═══ TASK INPUTS
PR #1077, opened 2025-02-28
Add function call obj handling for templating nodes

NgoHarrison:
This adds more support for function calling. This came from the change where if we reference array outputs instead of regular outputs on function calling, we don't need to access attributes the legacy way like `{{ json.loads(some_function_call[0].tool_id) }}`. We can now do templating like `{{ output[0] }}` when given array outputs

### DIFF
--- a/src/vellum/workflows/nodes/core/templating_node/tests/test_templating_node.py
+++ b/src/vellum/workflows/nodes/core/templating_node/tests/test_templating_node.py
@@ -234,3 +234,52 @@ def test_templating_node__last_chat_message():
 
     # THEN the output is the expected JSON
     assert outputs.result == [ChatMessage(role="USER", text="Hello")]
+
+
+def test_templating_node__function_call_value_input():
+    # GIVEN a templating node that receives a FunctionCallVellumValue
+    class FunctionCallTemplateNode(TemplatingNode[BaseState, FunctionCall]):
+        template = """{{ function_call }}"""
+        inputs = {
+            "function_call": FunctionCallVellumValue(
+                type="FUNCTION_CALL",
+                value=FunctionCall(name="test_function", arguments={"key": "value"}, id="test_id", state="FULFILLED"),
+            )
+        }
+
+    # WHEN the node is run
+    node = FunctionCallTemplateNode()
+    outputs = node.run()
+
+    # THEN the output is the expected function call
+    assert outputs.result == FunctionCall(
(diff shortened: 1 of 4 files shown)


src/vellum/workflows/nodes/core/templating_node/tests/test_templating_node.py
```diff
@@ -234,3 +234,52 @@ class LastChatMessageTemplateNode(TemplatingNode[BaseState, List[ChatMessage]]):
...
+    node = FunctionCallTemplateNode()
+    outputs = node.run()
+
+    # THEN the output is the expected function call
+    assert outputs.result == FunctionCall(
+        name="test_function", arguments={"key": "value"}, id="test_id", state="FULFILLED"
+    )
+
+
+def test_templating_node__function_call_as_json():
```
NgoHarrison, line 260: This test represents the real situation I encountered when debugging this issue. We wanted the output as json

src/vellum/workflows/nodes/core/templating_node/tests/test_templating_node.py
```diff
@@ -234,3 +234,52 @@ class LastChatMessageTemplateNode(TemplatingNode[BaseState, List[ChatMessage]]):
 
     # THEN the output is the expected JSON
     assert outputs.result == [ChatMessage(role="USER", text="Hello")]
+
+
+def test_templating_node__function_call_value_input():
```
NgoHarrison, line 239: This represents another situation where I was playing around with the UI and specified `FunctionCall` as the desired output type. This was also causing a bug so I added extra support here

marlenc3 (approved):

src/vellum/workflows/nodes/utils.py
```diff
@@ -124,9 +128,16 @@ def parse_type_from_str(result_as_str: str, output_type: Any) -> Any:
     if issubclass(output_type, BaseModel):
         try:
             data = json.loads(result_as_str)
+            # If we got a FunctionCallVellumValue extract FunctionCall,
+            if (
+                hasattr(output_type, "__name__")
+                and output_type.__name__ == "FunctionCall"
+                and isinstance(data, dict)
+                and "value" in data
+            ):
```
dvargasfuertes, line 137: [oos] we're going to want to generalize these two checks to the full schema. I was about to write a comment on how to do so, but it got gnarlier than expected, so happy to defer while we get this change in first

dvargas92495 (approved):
══════
═══ TASK INPUTS
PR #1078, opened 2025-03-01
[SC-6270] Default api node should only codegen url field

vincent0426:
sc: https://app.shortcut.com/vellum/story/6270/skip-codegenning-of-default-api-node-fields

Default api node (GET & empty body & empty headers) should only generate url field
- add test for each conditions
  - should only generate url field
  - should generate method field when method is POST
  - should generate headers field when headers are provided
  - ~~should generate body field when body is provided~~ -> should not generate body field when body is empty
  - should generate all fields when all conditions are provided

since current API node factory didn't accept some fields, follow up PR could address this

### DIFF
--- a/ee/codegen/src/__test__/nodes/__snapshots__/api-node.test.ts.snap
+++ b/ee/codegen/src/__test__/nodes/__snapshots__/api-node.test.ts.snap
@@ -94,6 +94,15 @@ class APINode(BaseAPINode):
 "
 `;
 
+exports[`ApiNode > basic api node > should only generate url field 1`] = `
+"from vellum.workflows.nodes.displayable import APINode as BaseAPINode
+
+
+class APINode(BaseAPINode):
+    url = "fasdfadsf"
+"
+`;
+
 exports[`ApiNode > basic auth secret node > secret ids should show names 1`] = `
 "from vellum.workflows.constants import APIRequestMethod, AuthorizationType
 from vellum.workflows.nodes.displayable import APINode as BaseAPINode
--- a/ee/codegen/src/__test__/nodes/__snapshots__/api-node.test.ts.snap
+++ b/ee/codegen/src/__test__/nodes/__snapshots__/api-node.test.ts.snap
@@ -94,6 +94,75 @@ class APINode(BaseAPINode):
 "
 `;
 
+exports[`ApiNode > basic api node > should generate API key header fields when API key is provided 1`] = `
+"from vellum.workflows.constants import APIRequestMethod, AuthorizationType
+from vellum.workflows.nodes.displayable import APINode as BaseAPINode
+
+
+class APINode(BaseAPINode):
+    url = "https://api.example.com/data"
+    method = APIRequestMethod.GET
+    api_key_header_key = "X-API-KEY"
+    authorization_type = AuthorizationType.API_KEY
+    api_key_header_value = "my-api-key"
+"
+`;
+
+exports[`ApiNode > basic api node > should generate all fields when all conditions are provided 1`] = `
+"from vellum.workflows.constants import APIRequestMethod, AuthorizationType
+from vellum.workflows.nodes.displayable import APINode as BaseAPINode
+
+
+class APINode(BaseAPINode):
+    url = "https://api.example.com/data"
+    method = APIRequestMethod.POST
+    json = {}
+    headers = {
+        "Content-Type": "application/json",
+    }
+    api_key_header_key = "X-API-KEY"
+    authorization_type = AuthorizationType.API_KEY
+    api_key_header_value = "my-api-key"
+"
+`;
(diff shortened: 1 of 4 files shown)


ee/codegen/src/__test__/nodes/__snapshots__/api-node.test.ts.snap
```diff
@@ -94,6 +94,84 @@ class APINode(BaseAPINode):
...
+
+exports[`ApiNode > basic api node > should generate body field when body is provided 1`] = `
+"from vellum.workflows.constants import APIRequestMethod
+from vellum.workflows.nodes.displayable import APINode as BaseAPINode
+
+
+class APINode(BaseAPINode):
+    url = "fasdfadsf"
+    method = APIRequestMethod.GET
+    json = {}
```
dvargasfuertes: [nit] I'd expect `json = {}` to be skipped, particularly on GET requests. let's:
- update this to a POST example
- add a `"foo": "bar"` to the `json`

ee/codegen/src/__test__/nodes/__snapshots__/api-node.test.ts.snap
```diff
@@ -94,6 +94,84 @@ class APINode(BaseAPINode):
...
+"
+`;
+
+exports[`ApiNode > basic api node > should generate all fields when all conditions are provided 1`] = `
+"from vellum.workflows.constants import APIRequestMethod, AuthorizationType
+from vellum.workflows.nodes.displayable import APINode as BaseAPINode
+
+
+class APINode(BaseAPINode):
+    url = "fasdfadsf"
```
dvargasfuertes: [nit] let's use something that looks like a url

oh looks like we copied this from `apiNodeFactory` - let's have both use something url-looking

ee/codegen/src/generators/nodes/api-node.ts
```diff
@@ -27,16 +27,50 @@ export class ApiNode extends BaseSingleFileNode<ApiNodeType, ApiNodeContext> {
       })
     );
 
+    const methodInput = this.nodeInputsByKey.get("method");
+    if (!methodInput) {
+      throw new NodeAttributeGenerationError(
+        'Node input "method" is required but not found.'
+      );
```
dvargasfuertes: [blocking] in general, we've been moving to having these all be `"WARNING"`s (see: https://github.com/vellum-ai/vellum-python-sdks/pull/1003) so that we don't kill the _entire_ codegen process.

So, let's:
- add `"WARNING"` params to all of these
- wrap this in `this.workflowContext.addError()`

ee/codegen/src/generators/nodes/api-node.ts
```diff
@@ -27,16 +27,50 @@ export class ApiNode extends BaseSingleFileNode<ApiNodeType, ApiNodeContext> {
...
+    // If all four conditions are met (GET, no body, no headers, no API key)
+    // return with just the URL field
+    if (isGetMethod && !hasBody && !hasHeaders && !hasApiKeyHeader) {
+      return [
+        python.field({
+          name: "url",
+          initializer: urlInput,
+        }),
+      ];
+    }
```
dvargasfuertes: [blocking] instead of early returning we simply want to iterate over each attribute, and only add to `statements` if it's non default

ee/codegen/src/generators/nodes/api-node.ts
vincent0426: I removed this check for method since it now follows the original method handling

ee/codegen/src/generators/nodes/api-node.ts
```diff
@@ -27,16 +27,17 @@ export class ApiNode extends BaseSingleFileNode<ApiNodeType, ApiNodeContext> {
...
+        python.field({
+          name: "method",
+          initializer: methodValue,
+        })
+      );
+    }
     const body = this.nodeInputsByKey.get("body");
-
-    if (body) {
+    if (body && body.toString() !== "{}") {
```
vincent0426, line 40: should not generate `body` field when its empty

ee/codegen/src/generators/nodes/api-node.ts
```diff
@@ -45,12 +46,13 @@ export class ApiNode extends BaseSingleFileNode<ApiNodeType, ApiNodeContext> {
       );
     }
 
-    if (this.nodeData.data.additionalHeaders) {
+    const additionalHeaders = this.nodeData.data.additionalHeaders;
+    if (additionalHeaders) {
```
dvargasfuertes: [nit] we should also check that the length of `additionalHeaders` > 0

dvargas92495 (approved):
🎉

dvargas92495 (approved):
══════
Could you say how many lines of the entries contain the string "nodeData"? Only the number should be given.

2